The short piece at The Communion was composed by Thomas Loud.  Son of an English piano maker, Loud came to Philadelphia in 1812 where he worked as an organist, pianist and piano-maker. In 1824, he and two of his brothers founded the Loud piano company. The piece played today is from a book published by “Loud’s Piano Forte and Music Store “in Philadelphia in 1841.  This book had the rather grand title of The organ study, being an introduction to the practice of the organ: together with a collection of voluntaries, preludes and interludes, original and selected, a model of a church service, explanation of the stops and their combinations, studies for the instrument and examples of modulation intended to aid the extempore student: accompanied by an engraving and description of the mechanical construction of the organ.

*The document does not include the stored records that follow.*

PR #2321, opened 2023-12-04
GRBL Connection Robustness.

tatarize:
* Reset on Connect.
* Require starting sequence.

### DIFF
--- a/meerk40t/newly/gui/newlycontroller.py
+++ b/meerk40t/newly/gui/newlycontroller.py
@@ -149,7 +149,8 @@ class NewlyControllerPanel(wx.ScrolledWindow):
             self.context("usb_connect\n")
 
     def pane_show(self):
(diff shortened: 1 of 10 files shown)


meerk40t/newly/gui/newlycontroller.py
```diff
@@ -149,7 +149,8 @@ def on_button_start_connection(self, event):  # wxGlade: Controller.<event_handl
             self.context("usb_connect\n")
 
     def pane_show(self):
-        name = self.service.label
+        name = self.service.label.replace(" ", "-")
+        name = name.replace("/", "-")
         self.context.channel(f"{name}/usb").watch(self.update_text)
```
tatarize, line 154: This is strictly speaking allowed but a lot harder to listen to the channel since you'd need to quote the damn thing, so this is probably better.

PR #2337, opened 2023-12-11
Material Manager

jpirnay:
Current state of implementation

- [x] Filtering
- [x] Deletion
- [x] Duplication
- [x] In line editing of material ops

The Closing Voluntary is by William Selby (1738-1797). Selby was a native of England and emigrated to Newport, R.I. in 1774.  In 1776 or 1777 he came to Boston as organist of King’s Chapel, but, during the revolution, when King’s Chapel was closed and unused, Selby was forced to become a storekeeper. In 1783, he returned to his duties at King’s Chapel and became active as an impresario and teacher as well. He produced one of the first sacred concerts ever to be given in Boston, with a program of vocal , choral and instrumental works by Bach, Händel and, of course, himself.

Music for Additional Listening – Grand Solemn March by Henry Smart

The Grand Solemn March in Eb was one of the most popular of Henry Smart‘s organ compositions in his day and was frequently performed at recitals through the end of the 19th century.  This masterfully-performed version is actually played on a fully digital organ using the software Hauptwerk.  The sample sounds employed are from the 1892 Willis organ of Hereford Cathedral in Great Britain.